» INPUT DATA
PR #1112, opened 2024-05-08
Fix host parsing for IPv6 URI

waahm7:
*Issue #, if available:*

*Description of changes:*
If it's IPv6 literal uri like `http://[::1]:80/path`, the host is not `[::1]` and is `::1` only. 
RFC: https://datatracker.ietf.org/doc/html/rfc3986#section-3.2.2
urllib3:
image

### DIFF
--- a/source/uri.c
+++ b/source/uri.c
@@ -382,12 +382,12 @@ static void s_parse_authority(struct uri_parser *parser, struct aws_byte_cursor 
          * brackets.
          * Ignore the sqaure brackets.
          */
-        size_t host_name_offset = is_IPv6_literal ? -1 : 0;
+        size_t host_name_offset = is_IPv6_literal ? 1 : 0;
         size_t host_name_length_correction = is_IPv6_literal ? 2 : 0;
         if (!port_delim) {
             parser->uri->port = 0;
             parser->uri->host_name.ptr = authority_parse_csr.ptr + host_name_offset;
-            parser->uri->host_name.len = port_delim - authority_parse_csr.ptr - host_name_length_correction;
+            parser->uri->host_name.len = authority_parse_csr.len - host_name_length_correction;
             return;
         }
 
--- a/source/uri.c
+++ b/source/uri.c
@@ -382,7 +382,7 @@ static void s_parse_authority(struct uri_parser *parser, struct aws_byte_cursor 
          * brackets.
          * Ignore the sqaure brackets.
          */
-        size_t host_name_offset = is_IPv6_literal ? 1 : 0;
+        size_t host_name_offset = is_IPv6_literal ? -1 : 0;
         size_t host_name_length_correction = is_IPv6_literal ? 2 : 0;
         if (!port_delim) {
             parser->uri->port = 0;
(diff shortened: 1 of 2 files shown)


source/uri.c
```diff
@@ -375,17 +377,23 @@ static void s_parse_authority(struct uri_parser *parser, struct aws_byte_cursor
         }
 
         const uint8_t *port_delim = memchr(port_search_start, ':', port_search_len);
-
+        /*
+         * RFC-3986 section 3.2.2: A host identified by an IPv6 literal address is represented inside the square
+         * brackets.
+         * Ignore the sqaure brackets.
```
DmitriyMusatkin, line 383: nit: typo

tests/uri_test.c
```diff
@@ -509,7 +509,7 @@ static int s_test_uri_ipv6_parse(struct aws_allocator *allocator, void *ctx) {
         aws_byte_cursor_from_c_str("[2001:db8:85a3:8d3:1319:8a2e:370:7348%25en0]:443");
     ASSERT_BIN_ARRAYS_EQUALS(expected_authority.ptr, expected_authority.len, uri.authority.ptr, uri.authority.len);
 
-    struct aws_byte_cursor expected_host = aws_byte_cursor_from_c_str("[2001:db8:85a3:8d3:1319:8a2e:370:7348%25en0]");
```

» TRY IT
Each entry in the listing is to be output exactly as given.

» TASK RESULT
PR #1112, opened 2024-05-08
Fix host parsing for IPv6 URI

waahm7:
*Issue #, if available:*

*Description of changes:*
If it's IPv6 literal uri like `http://[::1]:80/path`, the host is not `[::1]` and is `::1` only. 
RFC: https://datatracker.ietf.org/doc/html/rfc3986#section-3.2.2
urllib3:
image

### DIFF
--- a/source/uri.c
+++ b/source/uri.c
@@ -382,12 +382,12 @@ static void s_parse_authority(struct uri_parser *parser, struct aws_byte_cursor 
          * brackets.
          * Ignore the sqaure brackets.
          */
-        size_t host_name_offset = is_IPv6_literal ? -1 : 0;
+        size_t host_name_offset = is_IPv6_literal ? 1 : 0;
         size_t host_name_length_correction = is_IPv6_literal ? 2 : 0;
         if (!port_delim) {
             parser->uri->port = 0;
             parser->uri->host_name.ptr = authority_parse_csr.ptr + host_name_offset;
-            parser->uri->host_name.len = port_delim - authority_parse_csr.ptr - host_name_length_correction;
+            parser->uri->host_name.len = authority_parse_csr.len - host_name_length_correction;
             return;
         }
 
--- a/source/uri.c
+++ b/source/uri.c
@@ -382,7 +382,7 @@ static void s_parse_authority(struct uri_parser *parser, struct aws_byte_cursor 
          * brackets.
          * Ignore the sqaure brackets.
          */
-        size_t host_name_offset = is_IPv6_literal ? 1 : 0;
+        size_t host_name_offset = is_IPv6_literal ? -1 : 0;
         size_t host_name_length_correction = is_IPv6_literal ? 2 : 0;
         if (!port_delim) {
             parser->uri->port = 0;
(diff shortened: 1 of 2 files shown)


source/uri.c
```diff
@@ -375,17 +377,23 @@ static void s_parse_authority(struct uri_parser *parser, struct aws_byte_cursor
         }
 
         const uint8_t *port_delim = memchr(port_search_start, ':', port_search_len);
-
+        /*
+         * RFC-3986 section 3.2.2: A host identified by an IPv6 literal address is represented inside the square
+         * brackets.
+         * Ignore the sqaure brackets.
```
DmitriyMusatkin, line 383: nit: typo

tests/uri_test.c
```diff
@@ -509,7 +509,7 @@ static int s_test_uri_ipv6_parse(struct aws_allocator *allocator, void *ctx) {
         aws_byte_cursor_from_c_str("[2001:db8:85a3:8d3:1319:8a2e:370:7348%25en0]:443");
     ASSERT_BIN_ARRAYS_EQUALS(expected_authority.ptr, expected_authority.len, uri.authority.ptr, uri.authority.len);
 
-    struct aws_byte_cursor expected_host = aws_byte_cursor_from_c_str("[2001:db8:85a3:8d3:1319:8a2e:370:7348%25en0]");
```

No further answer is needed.